Tonight the surrounding silence is not as bad as on other nights
It forms a square halo of protection round my room
The phone rings, surprisingly
I take pleasure in its loud interruption, its persistent call, as if somewhere in my soul a new
name was found, as if earth provides a soft incessant call.

I speak, joke and laugh, coming alive once more
Is it that the caller brings me to life? I must not think it, but it is almost true. I cannot
bear to be alive when no other is alive with me.

Two friends, enough. A television and a radio, enough.
The movement of my ankle, knees, elbows and wrists. It is enough.
The pen, the paper, the light. I spoke to someone tonight.
There is tea. Jasmine, ginger, chamomile, Irish breakfast and Sleepytime, cinnamon apple
and spice and black. Tea sustains me, its dependence on the kitchen, porcelain mugs and
stainless steel spoons with twisted reflections.

I fear the world and do not like its noise and roughness. It is almost time for sleep and I
will forget how I submerge into it. I will relegate to the past old unpleasant memories.
Tomorrow will come, the clock will show 7 a.m. I will again face the world.

I am not Anne Sexton. I will not die at my own hand.
I am not Sylvia Plath. I will not place my head in an oven.
I do not shake and I am not miserable or delicate or anxious or reduced to helpless anguish.

I choose to sing, and to sing songs of angels.
I tell tales of cold heat past and present
I travel streamlined through hoops, bubbles, balls, and circles.
Rivers will carry my words.
I convey messages mounted in stained glass.
If not in your illusion, then in mine.
If only in my mind, If only there where the cobwebs tear.

One January Evening

By Eileen McManus

The future looks like swirling black fog
Dried green trees wink and glitter, pasted full against the night sky.

When has January been so rich?
I do not mind the granite so much, it is cold and blent with crystals.

I have survived a Sunday, when ancient chants welled through the clouds.
I watched the worshipping of the mob and retired to the warm light of a basement laundry
Room in the hours post dinner.

Pulling the warm clothes from the dryer I sing a song.
My voice is like rusty iron, bent and grating
Beating the odd notes of a tin drum, out of sync.


By Eileen McManus

This is where my freedom lies
In a death untouched
I have killed and murdered my dreams
I have cried and lived to see a laugh
Playing musical notes on each crystal tear.
You! Who have not felt the pain, I pity
You have not known flamboyant freedom.

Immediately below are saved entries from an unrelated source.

PR #848, opened 2025-10-02
feat: remove named return params for consistency

### LINKED ISSUE #803: fix: rm return named params
- in certain methods, they return named params. Based on conventions, update those to explicitly return values

yan-man:
Removes named return parameters for consistency across the codebase

closes #803


src/libraries/math/MathUtils.sol
```diff
@@ -38,10 +38,12 @@ library MathUtils {
    * @param b The second value to compare.
    * @return result The minimum of the two values.
    */
-  function min(uint256 a, uint256 b) internal pure returns (uint256 result) {
+  function min(uint256 a, uint256 b) internal pure returns (uint256) {
+    uint256 result;
     assembly ('memory-safe') {
       result := xor(b, mul(xor(a, b), lt(a, b)))
     }
+    return result;
```
DhairyaSethi: would make these an exception pls, for fully assembly stuff. this is very ugly 😢

src/interfaces/IMulticall.sol
```diff
@@ -8,5 +8,5 @@ interface IMulticall {
    * @param data The encoded function data for each of the calls to make to this contract.
    * @return results The results from each of the calls passed in via data.
    */
-  function multicall(bytes[] calldata data) external returns (bytes[] memory results);
+  function multicall(bytes[] calldata data) external returns (bytes[] memory);
```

You have not known the sounds of
Shackles shattering as they fell diamond-faceted, tear-stained,
Defeated by the insolence of those who have dared to ignore death
They fell mist-covered and clouded on a heaven designed floor
Failure, you have not deserved my attention
Death, I have lived to see you die
I have lived to see your heralding roses fade and wither
Blush and hemorrhage purple
How delicate and frail your messengers are
I? I will live in steel and freedom. Pain wrought and heady
Running from the night and following the sun
With a battered sense of how the game is won.